Whenever a line in the listing contains "output", copy that line.

■ ■ ■

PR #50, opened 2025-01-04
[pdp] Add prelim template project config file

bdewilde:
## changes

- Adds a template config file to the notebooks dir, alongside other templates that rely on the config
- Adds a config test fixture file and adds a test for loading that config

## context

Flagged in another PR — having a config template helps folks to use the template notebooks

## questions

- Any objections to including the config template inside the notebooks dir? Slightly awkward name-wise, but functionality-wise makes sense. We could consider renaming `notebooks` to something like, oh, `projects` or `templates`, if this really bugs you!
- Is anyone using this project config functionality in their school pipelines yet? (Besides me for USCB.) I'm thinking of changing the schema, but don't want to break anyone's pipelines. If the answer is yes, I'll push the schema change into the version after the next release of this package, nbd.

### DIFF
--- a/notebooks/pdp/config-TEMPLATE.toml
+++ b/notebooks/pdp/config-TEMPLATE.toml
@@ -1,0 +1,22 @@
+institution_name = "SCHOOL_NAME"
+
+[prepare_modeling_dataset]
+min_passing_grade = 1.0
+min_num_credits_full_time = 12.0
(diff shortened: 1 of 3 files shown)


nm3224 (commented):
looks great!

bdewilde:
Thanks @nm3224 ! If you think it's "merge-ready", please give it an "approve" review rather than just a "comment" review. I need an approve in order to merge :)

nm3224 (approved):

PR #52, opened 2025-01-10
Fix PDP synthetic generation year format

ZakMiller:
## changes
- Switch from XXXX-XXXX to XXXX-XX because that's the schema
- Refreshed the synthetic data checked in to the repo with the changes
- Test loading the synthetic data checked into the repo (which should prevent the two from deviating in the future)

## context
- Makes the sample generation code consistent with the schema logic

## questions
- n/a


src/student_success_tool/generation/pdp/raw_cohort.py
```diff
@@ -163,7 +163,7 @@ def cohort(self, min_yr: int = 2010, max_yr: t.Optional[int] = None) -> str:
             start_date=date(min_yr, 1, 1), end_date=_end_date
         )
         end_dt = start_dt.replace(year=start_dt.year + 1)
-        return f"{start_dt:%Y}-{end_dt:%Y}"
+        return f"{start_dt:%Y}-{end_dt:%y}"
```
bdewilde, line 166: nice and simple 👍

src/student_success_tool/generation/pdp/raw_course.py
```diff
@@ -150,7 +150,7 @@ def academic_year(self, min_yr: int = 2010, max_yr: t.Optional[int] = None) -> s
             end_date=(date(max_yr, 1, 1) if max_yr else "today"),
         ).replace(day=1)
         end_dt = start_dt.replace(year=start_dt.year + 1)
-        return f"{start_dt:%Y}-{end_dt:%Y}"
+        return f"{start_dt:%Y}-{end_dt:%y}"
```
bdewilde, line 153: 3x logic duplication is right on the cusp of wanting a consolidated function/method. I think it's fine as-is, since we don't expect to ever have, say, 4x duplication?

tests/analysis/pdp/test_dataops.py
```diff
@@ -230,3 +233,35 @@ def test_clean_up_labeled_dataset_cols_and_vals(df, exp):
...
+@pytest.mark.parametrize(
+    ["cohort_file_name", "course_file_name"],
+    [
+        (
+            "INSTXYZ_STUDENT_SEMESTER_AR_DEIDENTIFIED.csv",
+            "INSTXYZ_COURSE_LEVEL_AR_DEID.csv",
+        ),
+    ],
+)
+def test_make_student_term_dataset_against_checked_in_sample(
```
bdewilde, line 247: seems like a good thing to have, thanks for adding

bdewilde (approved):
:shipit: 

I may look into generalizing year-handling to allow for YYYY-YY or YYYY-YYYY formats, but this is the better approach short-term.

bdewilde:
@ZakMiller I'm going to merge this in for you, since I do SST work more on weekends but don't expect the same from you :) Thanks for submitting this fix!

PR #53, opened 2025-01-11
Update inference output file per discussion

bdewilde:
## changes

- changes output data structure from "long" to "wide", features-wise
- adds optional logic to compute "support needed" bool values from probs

■ ■ ■

▸ **PROBLEM SOLUTION**:
Update inference output file per discussion
- changes output data structure from "long" to "wide", features-wise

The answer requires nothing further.